AVAILABLE DATA
↓

PR #275, opened 2016-02-08
CFY-4503 - added --validate for blueprints upload, default is to skip validations

isaac-s:


ran-z:
should add simple unit tests which checks usage of the flag
(a test which passes the flag and an invalid blueprint and "succeeds", another one which doesnt pass the flag and fails, or vice versa depends on the default behavior etc.)

isaac-s:
@ran-z added test cases

PR #294, opened 2016-03-17
CFY-5051 CFY 5051 show default argument values in the CLI

AviaE:


AviaE:
Reviewed by @dankilman

PR #300, opened 2016-03-24
CFY-1599 cfy executions list/get add message if status is canceled

liormizr:


cloudify_cli/commands/executions.py
```diff
@@ -29,6 +29,11 @@
 from cloudify_cli.logger import get_events_logger
 
 
+_STATUS_CANCELING_MESSAGE = (
+    'NOTE: Executions currently in a "canceling status" '
+    'may take a while to complete')
+
```
liormizr: NOTE: Executions currently in a "canceling/force-canceling" status may take a while to change into "cancelled"

PR #302, opened 2016-03-28
CFY-5101 fix interactive shell

nir0s:


cloudify_cli/commands/ssh.py
```diff
@@ -28,6 +30,17 @@
 from cloudify_cli.exceptions import CloudifyCliError
 
 
+def _open_interactive_shell(host_string, command=''):
+    """Used as fabric's open_shell=True doesn't work well.
+    """
+    cmd = ['ssh', '-t']
+    cmd.append(host_string)
+    cmd.extend(['-i', os.path.expanduser(utils.get_management_key())])
+    if command:
```
liormizr: create the cmd list like this:
cmd = [
    'ssh', '-t', host_string,
    '-i', os.path.expanduser(utils.get_management_key()),
]
You want to do the most when you create the list,
You want to modify the list as little as possible...

cloudify_cli/commands/ssh.py
```diff
@@ -28,6 +30,17 @@
 from cloudify_cli.exceptions import CloudifyCliError
 
 
+def _open_interactive_shell(host_string, command=''):
```
liormizr: I would have changed the command arg to tmux=False
so the api is: _open_interactive_shell(host_string, tmux=False)
and the tmux command defined inside the method...

cloudify_cli/commands/ssh.py
```diff
@@ -20,6 +20,8 @@
 import platform
 from distutils import spawn
 import re
+import subprocess
+import os
```
liormizr: I like to sort the imports by length, but it's not critical...
import os
import re
import platform
...
from distutils import spawn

↑

WHAT YOU NEED TO DO
Copy the lines that hold the word "create". Take them from the records above.

SOLUTION TO THIS EXERCISE
liormizr: create the cmd list like this:
You want to do the most when you create the list,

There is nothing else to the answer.